Sırbistan’da protestolar bitmiyor, Vucic direniyor
Belgrad ve Novi Sad sokaklarındaki protestolar, polis şiddeti arttıkça daha da büyüyor. Cumhurbaşkanı Vucic “kontrollü kaos” suçlamasında bulunurken halk erken seçim talebinde ısrar ediyor.
Sırbistan’da 2024 kasımında bir tren istasyonunun çatısının çökmesi sonucu 16 kişinin yaşamını yitirmesiyle başlayan hükûmet karşıtı protestolar şiddetini artırarak devam ediyor. Son bir haftadır güvenlik güçlerinin çok sert müdahalesine maruz kalan Sırp protestocuların karşı şiddete başvurması, polise taş ve havai fişeklerle saldırması ve iktidardaki Sırp İlerleme Partisi’nin (SNS) genel merkezini basmaya kalkışıp bazı ofislerini ateşe vermesi tansiyonu iyice artırdı.

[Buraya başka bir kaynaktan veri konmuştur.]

PR #252, opened 2024-11-02
Update to 1.21.3

JulianVennen:


gradle.properties
MattSturgeon, line 1: Can you also update `CHANGELOG.md` with

```diff

diff --git a/CHANGELOG.md b/CHANGELOG.md
index 13e117f..2f94486 100644
--- a/CHANGELOG.md
+++ b/CHANGELOG.md
@@ -9,6 +9,8 @@ and Freecam's versioning is based on [Semantic Versioning](https://semver.org/sp
 
 ### Added
 
+- 1.21.3 Support ([#252](https://github.com/MinecraftFreecam/Freecam/pull/252)).
+
 ### Changed
 
 ### Removed

```

common/src/main/java/net/xolt/freecam/mixins/GuiMixin.java
```diff
@@ -34,7 +27,7 @@ private void onGetCameraPlayer(CallbackInfoReturnable<Player> cir) {
     // Don't render pumpkin overlay while Freecam is active
     @Inject(method = "renderTextureOverlay", at = @At("HEAD"), cancellable = true)
     private void onRenderTextureOverlay(GuiGraphics guiGraphics, ResourceLocation shaderLocation, float alpha, CallbackInfo ci) {
-        if (Freecam.isEnabled() && shaderLocation.equals(PUMPKIN_BLUR_LOCATION)) {
+        if (Freecam.isEnabled() && shaderLocation.equals(ResourceLocation.withDefaultNamespace("misc/pumpkinblur"))) {
```
MattSturgeon, line 30: Do you think we still need to check it is the pumpkin blur texture?

My thought process is that since the overlay is now data-driven it could be any texture (and be caused by any equipped item), but regardless of what the overlay is it should only apply to the player and not freecam's camera :thinking: 

```suggestion
        if (Freecam.isEnabled()) {
```

Thoughts?

common/src/main/java/net/xolt/freecam/mixins/GuiMixin.java
```diff
@@ -34,7 +27,7 @@ private void onGetCameraPlayer(CallbackInfoReturnable<Player> cir) {
     // Don't render pumpkin overlay while Freecam is active
```
MattSturgeon, line 27:
```suggestion
    // Don't render equipped-item overlays while Freecam is active
    // E.g. the pumpkin overlay
```
(if we agree this should apply to any equipped item overlay)

common/src/main/java/net/xolt/freecam/mixins/EntityRendererMixin.java
```diff
@@ -18,7 +18,7 @@ public class EntityRendererMixin {
 
     // Prevent rendering of nametag in inventory screen
     @Inject(method = "renderNameTag", at = @At("HEAD"), cancellable = true)
-    private void onRenderLabel(Entity entity, Component text, PoseStack poseStack, MultiBufferSource multiBufferSource, int light, float partialTick, CallbackInfo ci) {
+    private void onRenderLabel(EntityRenderState entityRenderState, Component component, PoseStack poseStack, MultiBufferSource multiBufferSource, int i, CallbackInfo ci) {
```
MattSturgeon, line 21:
```suggestion
    private void onRenderLabel(EntityRenderState renderState, Component component, PoseStack poseStack, MultiBufferSource multiBufferSource, int packedLightCoords, CallbackInfo ci) {
```

Looking at the parameter mappings for `Lnet/minecraft/client/gui/Font;drawInBatch` that `i` gets passed through to, we can use the name `packedLightCoords`.

common/src/main/java/net/xolt/freecam/mixins/LightTextureMixin.java
```diff
@@ -1,20 +1,21 @@
 package net.xolt.freecam.mixins;
 
+import com.llamalad7.mixinextras.injector.wrapoperation.Operation;
+import com.llamalad7.mixinextras.injector.wrapoperation.WrapOperation;
```
MattSturgeon, line 4: Am I correct in believing that both fabric and neoforge bundle mixinextras these days? So as long as we don't use mixinextras in old version backports we are good to use them in new versions.

Do you know OTTOYH how far back mixinextras support goes for each platform?

MattSturgeon (commented):
Thanks for working on this! I had started on a port locally, but hadn't had chance yet to investigate some of the mixins that needed re-working.

I'll pull this locally to test it out. Other than some minor feedback (below) the diff LGTM).

gradle.properties
```diff
@@ -26,25 +26,25 @@ release_type=release
...
 fabric_supported_mc_versions=
 
-neoforge_version=21.0.139-beta
+neoforge_version=21.3.8-beta
 neoforge_pr=
-neoforge_mc_req=[1.21,)
+neoforge_mc_req=[1.21.2,)
 neoforge_loader_req=[1,)
-neoforge_req=[21.0.110-beta,)
+neoforge_req=[21.3.8-beta,)
```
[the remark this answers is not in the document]
JulianVennen: I haven't tested this specifically, but I see no reason why this shouldn't work.

common/src/main/java/net/xolt/freecam/mixins/GuiMixin.java
JulianVennen: Yeah, that probably makes sense

common/src/main/java/net/xolt/freecam/mixins/LightTextureMixin.java
JulianVennen: I think both of them ship it by default, but I don't know since when
When I added these, I thought it was already used somewhere else 😅

common/src/main/java/net/xolt/freecam/mixins/GuiMixin.java
MattSturgeon: Seems the equality check wasn't actually working anyway; I was still seeing the overlay when testing locally... I guess `.equals()` was doing reference-based equality.

Your latest version works correctly for me.

gradle.properties
```diff
@@ -26,25 +26,25 @@ release_type=release
 # https://maven.parchmentmc.org/org/parchmentmc/data
 # Forge dependencies use maven's version range spec:
 # https://maven.apache.org/enforcer/enforcer-rules/versionRanges.html
-minecraft_version=1.21
+minecraft_version=1.21.3
 parchment_version=1.21-2024.07.07
 supported_mc_versions=
 
 fabric_loader_version=0.15.11
```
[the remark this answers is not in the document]
MattSturgeon: Looks like you've bumped `fabric_loader_req` by mistake instead of `fabric_loader_version`.

One relates to the "minimum requirement" that ends up in our mod metadata, while the other is the version we download to build against.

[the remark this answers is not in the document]
JulianVennen: Yeah, sorry I misunderstood what you meant. It's fixed now

common/src/main/java/net/xolt/freecam/mixins/LightTextureMixin.java
MattSturgeon: > I thought it was already used somewhere else

Maybe, though I don't recall using it. I do remember seeing an announcement a (few?) months back from neoforge saying they'd added support.

gradle.properties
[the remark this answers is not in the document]
MattSturgeon: TBH I don't know what the minimum req loadea to run fabric 1.21.2+ would be, but if we're unsure it's better to ere on the side of caution and not bump it...

If you know roughly what it should be, I'm happy for it to also be bumped as appropriate :grin:

MattSturgeon (approved):
Everything looks good. Testing locally I haven't found any issues yet.

MattSturgeon:
Thanks again for dealing with this! :rocket:

JulianVennen:
Thanks for the quick review ^^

Başkent Belgrad ve ülkenin kuzeyinde yer alan ikinci büyük kenti Novi Sad’da 100 binlerce Sırp’ın istifasını istediği Cumhurbaşkanı Aleksandr Vucic olayları “yabancı güçlerin komplosu” olarak değerlendirmeyi sürdürüyor. Avrupa Birliği (AB) yetkilileriyle sık sık polemiğe giren ve Ukrayna’nın işgalinde Kiev’e karşı mesafeli yaklaşımını sürdürdüğü için “Rusya yandaşı” olmakla suçlanan Cumhurbaşkanı Vucic, erken seçim taleplerini geri çeviriyor.
“Çeteler sokaklara hükmediyor”
Hükûmete yakın Politika gazetesinin haberine göre hükûmetin üç-dört gün içinde ülkedeki asayişi yeniden tesis etmek için güçlü adımlar atacağını, baskılar karşısında geri çekilmeyeceğini bildiren Vucic, “Yakında sürpriz kararlarımızı göreceksiniz. Bazılarınız geri çekildiğimizi, ortada olmadığımızı düşünmüş olabilir ama devletimizin kararlılığını göreceksiniz. Düzeni, barışı ve asayişi geri getirmek için elimizdeki her şeyi kullanacağız” dedi.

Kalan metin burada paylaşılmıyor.